The improvement in general business conditions has focused on the rebound in new orders and production levels.

This is the first increase in three months for the total number of new orders, as there are signs of recovery in both the domestic and export markets (new export orders also increased for the first time since October). As a result, companies have increased production, ending a four-month period of contraction. The increase in production is modest but the most significant since September 2022. The overall increase in production is concentrated in intermediate goods manufacturers.

With slight increases in both production and new orders, companies have maintained their workforce and purchasing activities almost unchanged in the first month of 2024. The near-stability of operational capacity in the context of a rebound in new orders has led to an increase in backlogs for the second consecutive month in January. Though mild, the pace of backlog growth is the most significant since March 2022.

Some companies have opted to fulfill orders with finished goods from stock to cater to customers. As a result, post-production inventory has decreased after remaining unchanged in the last month of 2023. Purchased inventory also decreased as production needs increased while purchasing activities remained nearly unchanged. The decrease in pre-production inventory is substantial and the strongest since June last year.

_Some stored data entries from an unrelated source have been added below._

PR #332, opened 2021-02-20
fix RMC soundness bug

kelloggm:
This did change where one error was issued in `BindChannel.java`, which seems to be the test case that changes the most. I think that's fine. The reason is that there's a two-alias set in defs before `bind` is called containing both locals, but after there's only the one-alias set containing the second local (so the error is issued at the second local instead of the first).

I believe that this aligns the implementation with what you were describing for the paper, for the most part - there's still the split between the MCC and MCIC, but that's probably okay.

I did keep the owning logic in place, so reset.not.owning errors do still get issued. The basic premise of the owning logic is that there has to be something which takes ownership of the result. I think we only track must-alias for things in the def set, but if that's not the case this might still be unsound.

### DIFF
--- a/must-call-checker/src/main/java/org/checkerframework/checker/mustcall/MustCallTransfer.java
+++ b/must-call-checker/src/main/java/org/checkerframework/checker/mustcall/MustCallTransfer.java
@@ -61,19 +61,38 @@ public class MustCallTransfer extends CFTransfer {
 
         if (result.containsTwoStores()) {
           CFStore thenStore = result.getThenStore();
-          thenStore.clearValue(targetExpr);
-          thenStore.insertValue(targetExpr, defaultType);
+          lubWithStoreValue(thenStore, targetExpr, defaultType);
+
           CFStore elseStore = result.getElseStore();
-          elseStore.clearValue(targetExpr);
-          elseStore.insertValue(targetExpr, defaultType);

Transportation delays and logistical issues have contributed to extended supplier delivery times in January, marking the first decline in vendor performance in over a year. However, the extent of delivery time extension is slight.

The transportation-related issues causing delivery delays have also led to increased transportation costs at the beginning of the year, resulting in continued significant increases in input prices. Companies have also reported increases in fuel and road-related expenses.

Despite continuing significant increases in input costs, demand optimism has prompted Vietnamese manufacturers to reduce selling prices. The reduction in output prices has ended a prolonged period of price increases. Confidence in future production prospects has decreased to a seven-month low and below the historical average of the PMI index as companies have concerns about economic conditions. However, manufacturers, on the whole, remain cautiously optimistic, hoping for improved demand and customer numbers, and through plans to launch new products.

Commenting on Vietnam’s January 2024 PMI, Andrew Harker, Economics Director at S&P Global Market Intelligence, said:

“This is an encouraging start to 2024 for Vietnam’s manufacturing sector as it witnesses positive strides in new orders and production. Nevertheless, the corresponding increases are only modest and insufficient to convince companies to hire more employees or expand purchasing activities. Backlogs keep increasing as industry capacity remains the same. There have been reports of transportation and delivery issues in January, leading to delayed delivery times and higher costs. However, companies have lowered selling prices, reflecting relatively weak demand.”